There is a scene in the 2006 James Bond movie, “Casino Royale,” where Daniel Craig is tied, nude, to a chair, and his testicles are repeatedly flogged. That looks like a whole lot more fun than “Sex and the City 2.”
At least there’s something physical going on, something to make the blood rush. The epic botch of writer-director-producer Michael Patrick King’s sequel to the 2008 film, based on the 1998 HBO series, which reportedly grossed $415 million worldwide, left an advance audience filled with women largely silent. A surprise, considering the low murmur, moan and giggle of anticipation when the bejeweled New Line Cinema logo spun onto the screen.
Opening at a white-on-white gay wedding officiated by Liza Minnelli, the story turns to its central contrivance: the four pre-9/11 sitcom characters played by Sarah Jessica Parker (dim, cranky), Kim Cattrall (ballsy, punning), Cynthia Nixon (high-strung, red-haired) and Kristin Davis (little girl voice, child’s wide eyes) accept a free trip to Abu Dhabi, all-expenses paid by a sheik. Jokes about the potential of white slavery are oblique, reflecting the reality of the characters’ age. Still, it’s surprising, even shocking, to see how hostile the film is toward the Middle East, and its stock figures in the Morocco-shot version of Abu Dhabi.
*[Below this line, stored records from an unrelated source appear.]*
Issue #4286, opened 2022-11-15
Updates to reject a declaration model 


jpye-finch:
### Description
After assessing the different reasons. It was deemed no meaningful value is added by capturing if the rejection was a spelling mistake or missing document. If a spelling mistake then the registrar should be updating. So we need another way to assess data quality. Documents will be configured in future to be mandatory/non mandatory in the future

- removes reason for rejection checkboxes
- Adds mark as duplicate checkbox. (If true record can only be archived)
- Add Archive button
- ticket linked to Comment section enhancement
- ticket linked to bug with capturing multiple reasons in record Audit. 
- We wish to rename record audit "Rejected" row to "Sent for updates"
- The archive row in record audit, when clicked for a regular archive should show no comment
- The archive row in record audit, when clicked for a rejection should show the comment in the modal
- The archive row in record audit, when clicked for a rejection where marked as duplicate, should show the comment and pill in the modal

### Acceptance criteria

GIVEN I am a National Reg, Registrar or Reg Agent
WHEN I select Reject
THEN show the reject model

GIVEN the select model is open
WHEN I know comment is added
[THEN disabled the Send for updates and Archive buttons
](https://www.figma.com/file/O6PevbBv0lApmXWYotR8sf/OpenCRVS-Design-Specifications-v2?node-id=9784%3A71401&t=yqYqZJFcLGb566gc-1)

GIVEN the select 'Mark as duplicate'
[THEN disabled the Send for updates buttons
](https://www.figma.com/file/O6PevbBv0lApmXWYotR8sf/OpenCRVS-Design-Specifications-v2?node-id=9784%3A71451&t=yqYqZJFcLGb566gc-1)

GIVEN a record is sent for updates
WHEN in the history view of record audit where we currently see "Rejected", 
THEN we should see "Sent for updates"

GIVEN I click on the "Sent for updates" link in Record Audit
WHEN the model Sent for updates is open
THEN show the comment added

GIVEN a record is archived
WHEN in the model Archived is open in record audit/user audit.
[THEN show the comment added](https://www.figma.com/file/O6PevbBv0lApmXWYotR8sf/OpenCRVS-Design-Specifications-v2?node-id=9784%3A71726&t=icdVRamxXvBzSybW-1)

GIVEN a record is marked as a duplicate and archived
WHEN in the model Archived is open in record audit/user audit.
[THEN show the comment added and < Pill / > Marked as a duplicate 
[...]

PR #4381, opened 2022-11-30
Ocrvs 4120 Fixed record audit history unassigned and viewed issue

sadmananik:


packages/client/src/views/RecordAudit/ActionDetailsModal.tsx
```diff
@@ -576,14 +576,18 @@ export const ActionDetailsModal = ({
...
+            actionDetailsData.action === RegAction.RequestedCorrection && (
+              <ActionDetailsModalListTable
+                actionDetailsData={actionDetailsData}
+                actionDetailsIndex={actionDetailsIndex}
+                registerForm={registerForm}
+                intl={intl}
+                offlineData={offlineData}
+                draft={draft}
+              />
+            ))}
```
Zangetsu101, line 590: @sadmananik We need to figure out a different way to do this as #4286 won't work with this change and some new ones might come up in the future as well

Zangetsu101 (changes requested):

Zangetsu101 (approved):

PR #4386, opened 2022-12-01
ocrvs-4176: show multiple reasons for rejected declaration

CornelMaze:
- When multiple reasons are selected to reject a declaration, in Rejected action of record audit the reason in appearing "Others"


Zangetsu101:
Blocked by #4286

Zangetsu101:
We won't be having multiple reasons going onwards, so closing this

Even before a character is arrested for groping a man in a restaurant, you more readily sympathize with the offended locals than the gauche tourists. (A subplot involving exploitation of foreign workers by the Emirates plays on clichés of lasting love rather than the political implications.)
An opening scene with publicist Kim Cattrall at her desk, with Times Square panoramic in the background, brightly colored panties around her ankles as she moistens her privates with hormone creams, solidifies King’s view of the talented actress as a bull of a transsexual. (She’s so much better in “The Ghost Writer.”) King can’t make her look bad, she’s too game for the role, but rather than coming across as something so pneumatic she could single-handedly stem the BP oil spill, she comes off as a figure of lazy contempt to the filmmaker. These are the jokes, folks: “I am fifty-fucking-two and I will rock this dress!”; “It was a jumbo shrimp free-for-all at the raw bar”; “Is this because I’m a bitch wife who nags you?” Aha! That question by Sarah Jessica Parker’s Carrie to her husband, “Big” (Chris Noth) got the most gratified laugh of the night. (By my count, the word “bitch” is sparse, occurring only three times.) Gender’s not bent: these girls, I mean ladies, I mean, matrons, I mean, ladies of a certain age, remain stuck on the page. Ah, If only the wit sparkled, or perhaps trickled, as Mel Brooks once said of his own work, rising to feigned umbrage, “My dear woman, my work rises beneath vulgarity!”
Muddy-looking and unflattering in the extreme to its four leading ladies, “SATC2” does its actors no favors; cinematographer John Thomas seems to have mistaken Parker’s features for luggage. Still, the film does pay attention to some design other than the drab-drag costumes. A hostile review of Carrie’s latest book in the New Yorker is accompanied not only by a facsimile of that magazine’s page design, but with an illustration that resembles the work of Tom Bachtell, who sometimes does caricatures for that magazine’s film reviews. Later, however, when Carrie shelves the neat-looking hardback copies of her slim body of work, they’re among several motley books, including one from Reader’s Digest. That‘s tackier than Cattrall’s bored timing.
Reportedly, “Sex and the City 2” had a $10 million costume budget, less tasteful and gaudier than even the most extravagant Cirque du Soleil spectacle. Rushing from the theater as the credits began after a Monday night screening, I found myself within a different rush of images. The halls and escalators and then the street were filled with young women; the girls leaving were dressed up, barelegged in the falling heat, all short summer dresses and chatter with their friends. They had style, potential, lives: so different from the movie they’d dolled up to see together.
“Sex and the City 2” disrobes Thursday on about 3,400 screens.